Mortality and causes of death: 6 years of monitoring treated drug users
This study aims to analyse mortality among deceased cohort members in the years 2009-2015 in Slovenia in terms of causes of death. Cohort follows illicit drug users who were registered for the first time or repeatedly in Centres for illicit drug usage prevention and treatment.
5157 subjects entered in a retrospective cohort study who were observed for 29.146 years. Data on deceased drug users who were treated in Centres for illicit drug usage prevention and treatment from 2009, 2010, 2011 and 2012 were cross-linked with data from the General Mortality Register for the period 2009–2015.

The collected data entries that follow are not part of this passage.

PR #570, opened 2025-09-17
GWS-5534 add payroll type and pay date to PayrollList

scally:
* adjust date formatting to be in line with current figma
* use locales for date formatting
Screenshot 2025-09-17 at 12 36 49 PM


src/components/Payroll/PayrollList/PayrollList.tsx
```diff
@@ -1,11 +1,24 @@
...
 import { usePaySchedulesGetAllSuspense } from '@gusto/embedded-api/react-query/paySchedulesGetAll'
 import { ProcessingStatuses } from '@gusto/embedded-api/models/operations/getv1companiescompanyidpayrolls'
+import type { Payroll } from '@gusto/embedded-api/models/components/payroll'
 import { PayrollListPresentation } from './PayrollListPresentation'
+import type { PayrollType } from './types'
 import type { BaseComponentInterface } from '@/components/Base'
 import { BaseComponent } from '@/components/Base'
 import { componentEvents } from '@/shared/constants'
 
+const selectPayrollType = ({
```
scally, line 11: There was an interesting code design decision here where we need to interpret payroll type from the payroll data because the type doesn't exist on the API payload.

What I chose to do was to have the Presentation layer expect the problem to be solved before it received it as Props. PayrollList then takes a payroll and creates a projection from the payroll with synthesized props from the API payload. The synthesized prop has to be extracted to `types` since both PayrollList and PayrollLisPresentation both need to depend on it.

src/components/Payroll/PayrollList/PayrollListPresentation.tsx
```diff
@@ -1,15 +1,23 @@
...
 import type { PayScheduleList } from '@gusto/embedded-api/models/components/payschedulelist'
 import { useTranslation } from 'react-i18next'
+import type { PayrollType } from './types'
 import { DataView, Flex } from '@/components/Common'
 import { useComponentContext } from '@/contexts/ComponentAdapter/useComponentContext'
 import { useI18n } from '@/i18n'
+import { parseDateStringToLocal } from '@/helpers/dateFormatting'
+import { useLocale } from '@/contexts/LocaleProvider'
+
+interface PresentationPayroll extends Payroll {
```
scally, line 11: this is the payroll projected with some synthesized values

src/components/Payroll/PayrollList/types.ts
```diff
@@ -0,0 +1 @@
+export type PayrollType = 'External' | 'Off-Cycle' | 'Regular'
```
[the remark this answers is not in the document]
jeffredodd: ty

jeffredodd (approved):
LGTM, I don't see anything scary on first glance. Thanks for the types.

serikjensen (approved):

PR #581, opened 2025-09-19
feat: add new Dialog component

serikjensen:
This PR adds a Dialog component consistent with the Figma here https://www.figma.com/design/6dxOSiONDiJoa9zY1wOwbs/Frontend-SDK-Partner-Design-File?node-id=10849-100204&t=n8Ys6vSxrlJ3BUOp-4

This uses the HTML dialog component internally which should take care of the base accessibility (keyboard, screenreader, etc) as well as top level positioning.

## Proof of functionality

https://github.com/user-attachments/assets/f625debb-ff08-4382-b862-4a02c6c2d20a


jeffredodd (approved):
LGTM! I'm assuming the accessibility works on this out of the box but we should probably triple check that we get or meet the same `role="dialog"` functionality. I assume we would....

PR #586, opened 2025-09-22
Introduce PayrollLanding component as first step in RunPayrollFlow

jeffredodd:
## Summary
Introduces a **Payroll Landing** component that centralizes **Payroll History** and **Run Payroll** flows inside tabbed navigation.  
Also resolves type errors in the `PayrollListPresentation` component.  
These errors occurred because the embedded API model now exposes nullable date fields, but `parseDateStringToLocal` expects string parameters.

## Changes
- Centralized **Payroll History** and **Run Payroll** flows inside tabs on the new **Payroll Landing** component.
- Updated the entry point to the **Run Payroll** flow to align with the new tabbed structure.

## Screenshots
Screenshot 2025-09-22 at 9 32 25 AM
Screenshot 2025-09-22 at 9 40 55 AM

### DIFF
--- a/src/components/Payroll/PayrollLanding/PayrollLanding.test.tsx
+++ b/src/components/Payroll/PayrollLanding/PayrollLanding.test.tsx
@@ -56,44 +56,10 @@ describe('PayrollLanding', () => {
   })
 
   describe('tab navigation', () => {
-    it('switches to payroll history component when tab is clicked', async () => {
+    it('switches between tabs correctly', async () => {
       const user = userEvent.setup()
       renderWithProviders(<PayrollLanding {...defaultProps} />)
 
-      // Wait for initial render
-      await waitFor(() => {
-        expect(screen.getByRole('tab', { name: 'Run payroll' })).toBeInTheDocument()
-      })
-
-      // Click on payroll history tab
-      const payrollHistoryTab = screen.getByRole('tab', { name: 'Payroll history' })
-      await user.click(payrollHistoryTab)
-
-      // Check that payroll history tab is now selected
-      await waitFor(() => {
-        expect(screen.getByRole('tab', { name: 'Payroll history' })).toHaveAttribute(
-          'aria-selected',
-          'true',
-        )
-      })
-
-      expect(screen.getByRole('tab', { name: 'Run payroll' })).toHaveAttribute(
-        'aria-selected',
-        'false',
-      )
-
-      // Verify PayrollHistory component content is now visible
-      await waitFor(() => {
-        expect(screen.getByRole('heading', { name: 'Payroll history' })).toBeInTheDocument()
-      })
-      expect(screen.queryByRole('heading', { name: 'Run payroll' })).not.toBeInTheDocument()
-    })
-
-    it('switches back to run payroll component when tab is clicked', async () => {
-      const user = userEvent.setup()
-      renderWithProviders(<PayrollLanding {...defaultProps} />)
-
-      // Wait for initial render
       await waitFor(() => {
         expect(screen.getByRole('tab', { name: 'Run payroll' })).toBeInTheDocument()
       })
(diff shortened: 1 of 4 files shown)


src/components/Payroll/PayrollList/PayrollListPresentation.tsx
```diff
@@ -24,105 +23,112 @@ export const PayrollListPresentation = ({
...
   const { t } = useTranslation('Payroll.PayrollList')
   const { locale } = useLocale()
 
   return (
-    <DataTable
-      emptyState={() => (
-        <Flex flexDirection="column" alignItems="center" gap={24}>
-          <div className={styles.doneIcon}>✓</div>
-          <Text>{t('emptyState')}</Text>
+    <Flex flexDirection="column" gap={16}>
```
jeffredodd, line 32: Wrapped this in the same flex layout I've been using in Payroll History for consistent spacing

.ladle/helpers/I18nWrapper.tsx
```diff
@@ -0,0 +1,18 @@
+import { I18nextProvider } from 'react-i18next'
```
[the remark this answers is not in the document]
serikjensen: Is there a way we can set this on all stories? i thought we already had that configured somewhere?

src/components/Payroll/PayrollLanding/PayrollLanding.stories.tsx
```diff
@@ -0,0 +1,155 @@
...
+
+  return (
+    <Tabs
+      tabs={tabs}
+      selectedId={selectedTab}
+      onSelectionChange={setSelectedTab}
+      aria-label="Payroll navigation"
+    />
+  )
+}
```
serikjensen, line 155: Looks like this should actually be importing the `PayrollLanding` component instead of recreating the tabs here?

src/components/Payroll/PayrollLanding/PayrollLanding.test.tsx
```diff
@@ -0,0 +1,190 @@
...
+      <button
+        onClick={() => {
+          onEvent('test-event', {})
+        }}
+      >
+        Test Event
+      </button>
+    </div>
+  ),
+}))
```
serikjensen, line 50: Is it preferable to mock these? i wonder if it would be more aligned with our testing approach to configure the test fixtures so they could get mocked with msw

src/components/Payroll/PayrollLanding/PayrollLanding.test.tsx
```diff
@@ -0,0 +1,190 @@
...
+
+      await waitFor(() => {
+        expect(screen.getByTestId('run-payroll')).toBeInTheDocument()
+      })
+
+      // Check that translated tab labels are used
+      expect(screen.getByRole('tab', { name: 'Run payroll' })).toBeInTheDocument()
+      expect(screen.getByRole('tab', { name: 'Payroll history' })).toBeInTheDocument()
+    })
+  })
```
serikjensen, line 189: Nit: this kinda gets tested implicitly already with the above since we query by these to select the tabs

src/components/Payroll/PayrollLanding/PayrollLanding.tsx
```diff
@@ -0,0 +1,63 @@
...
+      label: t('tabs.runPayroll'),
+      content: (
+        <RunPayroll
+          companyId={companyId}
+          Configuration={PayrollConfiguration}
+          List={PayrollList}
+          Overview={PayrollOverview}
+          EditEmployee={PayrollEditEmployee}
+          onEvent={onEvent}
+        />
```
serikjensen, line 45: This is going to cause an issue where the entire payroll experience is in a single tab. We actually just want to render `PayrollList` for the content here.

Then, we would update the RunPayroll component to use this `PayrollLanding` component instead. This will emit events to RunPayroll which can manage transitions between the blocks

serikjensen (commented):
Looking good! biggest thing is replacing `RunPayroll` in `PayrollLanding` with the `PayrollList` component and then replacing `PayrollList` in `RunPayroll` with the `PayrollLanding` component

During 2009–2015 total of 153 deaths were recorded, mean age at death was 39.5 years. In almost three quarters violent death was the prevalent cause; among somatic causes (26%) alcoholic liver cirrhosis was the most frequent cause of death, followed by malignancies. Violent deaths occurred due to unintentional poisoning in 37%, followed by deaths from unidentified causes (11%), suicides (17%) and road accidents (2%), all other causes of death were much less common.
Illicit drugs that most commonly caused poisoning (intentional, unintentional or unidentified cause) were heroin and methadone (one third of cases for both), other drugs represented less than 10%. Almost one half of suicides were committed by hanging.
The causes of death among treated drug users in Slovenia are mostly unintentional overdoses, but also somatic diseases (alcoholic liver disease) and external causes of death (accidents, violence, suicides, etc.). Public health policies in the field of addiction should be more intensely focused on education on alcohol and liver damage due to drinking, screening for patients with overdose risk and in establishing specific programs and strategies for reducing the risk of suicide in this population.